The change in the amount of fluid generated using the compressed air by rectification and in or out of the rectification column system

transported, can be done in particular using a corresponding setpoint. In certain cases, for example in the air separation plants shown in the attached FIGS. 1 to 4, it can also be provided that a corresponding controller output is additionally readjusted (typically in a range of not more than ± 5%) by a trim controller. In extreme cases, this can mean that an actual value at the end of the adjustment differs slightly (but at most by 5%) from an opposite setpoint. The present invention can be used in particular in air separation plants whose rectification column system has a high-pressure column operated at a first pressure level and a low-pressure column operated at a second pressure level below the first pressure level, the liquid, the amount of which is changed in the third operating period, as mentioned Part of a gaseous nitrogen-rich top product of the high pressure column, which is liquefied and fed as a return to the low pressure column. The

The present invention can be used in particular in an air separation plant with a secondary condenser for heating an internally compressed oxygen product. In an appropriate air separation plant, internal or external compression of air products can and can

procedural interconnections with nitrogen and air circuits are used. Air separation plants with several high pressure columns can also be used.

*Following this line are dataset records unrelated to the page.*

PR #473, opened 2019-07-03
SyncSet: Add SecretReference to (Selector)SyncSet crd.

abutcher:
SyncSet CRD changes to allow specifying a list of SecretReferences to existing secrets on the hive cluster to sync to target clusters/secrets.

https://jira.coreos.com/browse/CO-331


pkg/apis/hive/v1alpha1/syncset_types.go
```diff
@@ -175,6 +219,16 @@ type SyncSetCommonSpec struct {
...
+
+	// SyncResources is the list of objects to sync from existing resources.
+	// +optional
+	SyncResources []SyncResource `json:"syncResources,omitempty"`
+
+	// SyncResourceApplyMode indicates if the SyncResource apply mode is "upsert" (default) or "sync".
+	// ApplyMode "upsert" indicates create and update.
+	// ApplyMode "sync" indicates create, update and delete.
+	// +optional
+	SyncResourceApplyMode SyncSetResourceApplyMode `json:"syncResourceApplyMode,omitempty"`
```
staebler: Why does the apply mode need to be different for the ones synced from existing resources? Is there a use case for applying one way from the raw data and another way from the existing resource within the same syncset?

pkg/apis/hive/v1alpha1/syncset_types.go
```diff
@@ -65,6 +65,40 @@ type SyncObjectPatch struct {
...
 }
 
+// SyncResource represents an existing object to be synced
+type SyncResource struct {
+	Source SyncResourceSource `json:"source"`
+	Target SyncResourceTarget `json:"target"`
+}
+
+// SyncResourceSource describes a source object to sync to clusters SyncSet applies to
+type SyncResourceSource struct {
```
staebler: Why not use `ObjectReference` instead of defining new types? That is the general guidance from the API conventions. See https://github.com/kubernetes/community/blob/master/contributors/devel/sig-architecture/api-conventions.md#references-to-related-objects

dgoodwin: +1 for ObjectReference, although I actually envisioned that this would be specifically for Secrets. We already built a mechanism for generic objects, it's just a matter of Secret data. Do we think there's a strong driver to also allow the copy of generic resources? We'd then have two ways to do that.

pkg/apis/hive/v1alpha1/syncset_types.go
abutcher: I don't think we need a separate apply mode. I'll remove this one.

pkg/apis/hive/v1alpha1/syncset_types.go
abutcher: I've changed the `source` to be an `ObjectReference` but we still want to keep the idea of a target in the event that namespace/name will not be the same as they are currently, correct?

pkg/apis/hive/v1alpha1/syncset_types.go
```diff
@@ -65,6 +65,23 @@ type SyncObjectPatch struct {
 	PatchType string `json:"patchType,omitempty"`
 }
 
+// SecretResource represents an existing secret object to be synced
+type SecretResource struct {
+	Source corev1.ObjectReference `json:"source"`
```
abutcher: Enforcing that this is a secret will be the job of the controller and result in an error sent to the associated `SyncSetInstance` status.

pkg/apis/hive/v1alpha1/syncset_types.go
staebler: We want to keep the `target` field, but it should be an `ObjectReference` too.

pkg/apis/hive/v1alpha1/syncset_types.go
staebler: Is the webhook validation not sophisticated enough to handle the enforcement? Or are you arguing that it is more appropriate for the controller to handle it?

abutcher: I'm not sure if the webhook validation is or isn't but I can look into it.

pkg/apis/hive/v1alpha1/syncset_types.go
abutcher: Okay 👍

pkg/apis/hive/v1alpha1/syncset_types.go
dgoodwin: The webhook validation is "hiveadmission" that Thomas put together. Benefit of using it would be that the caller immediately gets their API request rejected, rather than the API server accepting it and the error only showing up in condition if you went to look for it. Admission would probably be the best spot for this one, it cannot do any etcd loading/querying, but in this case we can check the type easily and reject if not a secret.

pkg/apis/hive/v1alpha1/validating-webhooks/selector_syncset_validating_admission_hook.go
```diff
@@ -161,6 +162,18 @@ func (a *SelectorSyncSetValidatingAdmissionHook) validateCreate(admissionSpec *a
 		}
 	}
 
+	if invalid, ok := checkSecretResources(newObject.Spec.SecretResources); !ok {
+		message := fmt.Sprintf("Failed validation: Invalid secret resource kind detected: %s. SecretResources may only contain references to kind: secret.", invalid)
+		contextLogger.Infof(message)
+		return &admissionv1beta1.AdmissionResponse{
+			Allowed: false,
+			Result: &metav1.Status{
+				Status: metav1.StatusFailure, Code: http.StatusBadRequest, Reason: metav1.StatusReasonBadRequest,
```
staebler: I would expect this to be `metav1.StatusReasonInvalid` and for the details to indicate which field was invalid. See https://github.com/kubernetes/apimachinery/blob/c0632ccbde11a13044c0f41b7e3c588f16ecda8b/pkg/api/errors/errors.go#L222-L245.

pkg/apis/hive/v1alpha1/validating-webhooks/syncset_validating_admission_hook.go
```diff
@@ -250,11 +246,15 @@ func checkValidPatchTypes(patches []hivev1.SyncObjectPatch) (string, bool) {
...
-func checkSecretReferences(secrets []hivev1.SecretReference) (string, bool) {
+func checkSecretReferences(secrets []hivev1.SecretReference) field.ErrorList {
+	errs := field.ErrorList{}
 	for _, secret := range secrets {
+		if len(secret.Source.Kind) == 0 {
+			errs = append(errs, field.Required(field.NewPath("kind"), "SecretReference.Source.Kind is required"))
+		}
 		if secret.Source.Kind != "secret" {
-			return secret.Source.Kind, false
+			errs = append(errs, field.Invalid(field.NewPath("kind"), secret.Source.Kind, fmt.Sprintf("Invalid SecretReference.Source kind detected: %s. SecretReferences may only contain references to kind: secret", secret.Source.Kind)))
```
staebler: This should be NotSupported instead of Invalid.

`field.NotSupported(fldPath.Index(i).Child("source").Child("kind"), secret.Source.Kind, []string{"secret"})`

Although, really, you need to check the entire GVK not just the kind. There could be another API group that has a kind of secret.

pkg/apis/hive/v1alpha1/validating-webhooks/syncset_validating_admission_hook.go
```diff
@@ -224,3 +245,43 @@ func checkValidPatchTypes(patches []hivev1.SyncObjectPatch) (string, bool) {
 	}
 	return "", true
 }
+
+func checkSecretReferences(secrets []hivev1.SecretReference) field.ErrorList {
+	allErrs := field.ErrorList{}
+	for i, secret := range secrets {
+		sourcePath := field.NewPath("spec").Child("secretReferences").Index(i).Child("source")
```
staebler: Create a function to do the checks for the `ObjectReference` rather than duplicating it for source and target.

```
for i, secret := range secrets {
  validateSecretRef(secret.Source, fldPath.Index(i).Child("source")
  validateSecretRef(secret.Target, fldPath.Index(i).Child("target")
}
```

pkg/apis/hive/v1alpha1/validating-webhooks/syncset_validating_admission_hook.go
```diff
@@ -224,3 +245,43 @@ func checkValidPatchTypes(patches []hivev1.SyncObjectPatch) (string, bool) {
 	}
 	return "", true
 }
+
+func checkSecretReferences(secrets []hivev1.SecretReference) field.ErrorList {
```
staebler: Pass in the `field.Path` that points to the secrets being validated.

staebler: Prefer `validate` term over `check`.

pkg/apis/hive/v1alpha1/validating-webhooks/syncset_validating_admission_hook_test.go
```diff
@@ -83,6 +85,88 @@ func TestSyncSetValidate(t *testing.T) {
...
+			operation:       admissionv1beta1.Update,
+			syncSet:         testSecretReferenceSyncSet(),
+			expectedAllowed: true,
+		},
+		{
+			name:      "Test invalid SecretReference kind create",
+			operation: admissionv1beta1.Create,
+			syncSet: func() *hivev1.SyncSet {
+				ss := testSecretReferenceSyncSet()
+				ss.Spec.SecretReferences[0].Source.Kind = "wrongkind"
```
staebler: Separate this into two distinct sub tests so that we verify that we are checking both `Source` and `Target` and not just one of the two.

pkg/apis/hive/v1alpha1/validating-webhooks/syncset_validating_admission_hook_test.go
```diff
@@ -83,6 +85,88 @@ func TestSyncSetValidate(t *testing.T) {
...
+				return ss
+			}(),
+			expectedAllowed: false,
+		},
+		{
+			name:      "Test invalid SecretReference kind update",
+			operation: admissionv1beta1.Update,
+			syncSet: func() *hivev1.SyncSet {
+				ss := testSecretReferenceSyncSet()
+				ss.Spec.SecretReferences[0].Source.Kind = "wrongkind"
```
staebler: Separate into two subtests

pkg/apis/hive/v1alpha1/validating-webhooks/syncset_validating_admission_hook_test.go
```diff
@@ -83,6 +85,88 @@ func TestSyncSetValidate(t *testing.T) {
...
+				return ss
+			}(),
+			expectedAllowed: false,
+		},
+		{
+			name:      "Test invalid SecretReference no name create",
+			operation: admissionv1beta1.Create,
+			syncSet: func() *hivev1.SyncSet {
+				ss := testSecretReferenceSyncSet()
+				ss.Spec.SecretReferences[0].Source.Name = ""
```
staebler: Two subtests

pkg/apis/hive/v1alpha1/validating-webhooks/syncset_validating_admission_hook_test.go
```diff
@@ -83,6 +85,88 @@ func TestSyncSetValidate(t *testing.T) {
...
+				return ss
+			}(),
+			expectedAllowed: false,
+		},
+		{
+			name:      "Test invalid SecretReference no name update",
+			operation: admissionv1beta1.Update,
+			syncSet: func() *hivev1.SyncSet {
+				ss := testSecretReferenceSyncSet()
+				ss.Spec.SecretReferences[0].Source.Name = ""
```
staebler: Two subtests

pkg/apis/hive/v1alpha1/validating-webhooks/syncset_validating_admission_hook_test.go
```diff
@@ -83,6 +85,88 @@ func TestSyncSetValidate(t *testing.T) {
...
+				return ss
+			}(),
+			expectedAllowed: false,
+		},
+		{
+			name:      "Test invalid SecretReference invalid fields set create",
+			operation: admissionv1beta1.Create,
+			syncSet: func() *hivev1.SyncSet {
+				ss := testSecretReferenceSyncSet()
+				ss.Spec.SecretReferences[0].Source.FieldPath = "dontset"
```
staebler: 4 subtests

pkg/apis/hive/v1alpha1/validating-webhooks/syncset_validating_admission_hook_test.go
```diff
@@ -83,6 +85,88 @@ func TestSyncSetValidate(t *testing.T) {
...
+				return ss
+			}(),
+			expectedAllowed: false,
+		},
+		{
+			name:      "Test invalid SecretReference invalid fields set update",
+			operation: admissionv1beta1.Update,
+			syncSet: func() *hivev1.SyncSet {
+				ss := testSecretReferenceSyncSet()
+				ss.Spec.SecretReferences[0].Source.FieldPath = "dontset"
```
staebler: 4 subtests

pkg/apis/hive/v1alpha1/validating-webhooks/syncset_validating_admission_hook.go
```diff
@@ -224,3 +245,43 @@ func checkValidPatchTypes(patches []hivev1.SyncObjectPatch) (string, bool) {
...
+	allErrs := field.ErrorList{}
+	for i, secret := range secrets {
+		sourcePath := field.NewPath("spec").Child("secretReferences").Index(i).Child("source")
+		if len(secret.Source.Kind) == 0 {
+			allErrs = append(allErrs, field.Required(sourcePath.Child("kind"), "Kind is required"))
+		}
+		if secret.Source.Kind != "secret" {
```
staebler: This function should validate the Group as well, which must be empty.

pkg/apis/hive/v1alpha1/validating-webhooks/syncset_validating_admission_hook.go
```diff
@@ -224,3 +245,43 @@ func checkValidPatchTypes(patches []hivev1.SyncObjectPatch) (string, bool) {
...
+		}
+		if len(secret.Source.FieldPath) != 0 {
+			allErrs = append(allErrs, field.Invalid(sourcePath.Child("fieldPath"), secret.Source.FieldPath, "FieldPath should not be set"))
+		}
+		if len(secret.Source.UID) != 0 {
+			allErrs = append(allErrs, field.Invalid(sourcePath.Child("UID"), secret.Source.UID, "UID should not be set"))
+		}
+
+		targetPath := field.NewPath("spec").Child("secretReferences").Index(i).Child("target")
+		if len(secret.Target.Kind) == 0 {
```
staebler: How do we handle the API version of the target? Is there any concern that the target may not be able to accept the version sent from the controller?

pkg/apis/hive/v1alpha1/validating-webhooks/syncset_validating_admission_hook.go
abutcher: Which group should be validated? The `ObjectReference` doesn't have group information, right?

pkg/apis/hive/v1alpha1/validating-webhooks/syncset_validating_admission_hook.go
abutcher: Based on Friday convo, I believe we're deferring worrying about the `APIVersion` of the source not matching the target.

pkg/apis/hive/v1alpha1/validating-webhooks/syncset_validating_admission_hook.go
staebler: The group must be empty, which is the group for the core API.

pkg/apis/hive/v1alpha1/syncset_types.go
```diff
@@ -175,6 +185,10 @@ type SyncSetCommonSpec struct {
 	// Patches is the list of patches to apply.
 	// +optional
 	Patches []SyncObjectPatch `json:"patches,omitempty"`
+
+	// SecretReferences is the list of secrets to sync from existing resources.
+	// +optional
+	SecretReferences []SecretReference `json:"secretReferencees,omitempty"`
```
dgoodwin: "secretReferencees" typo in your json key here will cause problems in real world.

abutcher: Updated! Huge catch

Regardless of the number of high and low pressure columns, the first pressure level in the context of the present invention can in particular be 5 or 7 to 12 bar

Absolute pressure and the second pressure level are in particular 1, 3 or 1, 8 to 3.5 bar absolute pressure. The present invention can thus be used in particular in so-called "elevated pressure" air separation plants in which the operating pressures of the distillation column systems are above the conventional values mentioned at the outset. Nevertheless, the invention can also be used in connection with conventional pressure levels in the distillation column system.

Within the scope of the present invention, in particular flexible

Load change speeds can be realized. In other words, a

Period between the first point in time and the second point in time can be set by changing the first point in time and / or the second point in time. In this context, it proves to be particularly advantageous if, for example, a delay time provided within the scope of the present invention is applied to it

Change is adjusted, i.e. if a period between the first point in time and the third point in time depends on the setting of the period between the first point in time and the second point in time by changing the third

Time is set. In this way you can also change Load change speeds achieve the advantages of the invention. In this case, it can in particular be provided that if the third point in time lies after the first point in time and the fourth point in time after the second point in time, the period between the first point in time and the third point in time is extended if the point in time between the first point in time and the second point in time is shortened. In other words, when the load change speed increases

for example, a longer delay time can be selected.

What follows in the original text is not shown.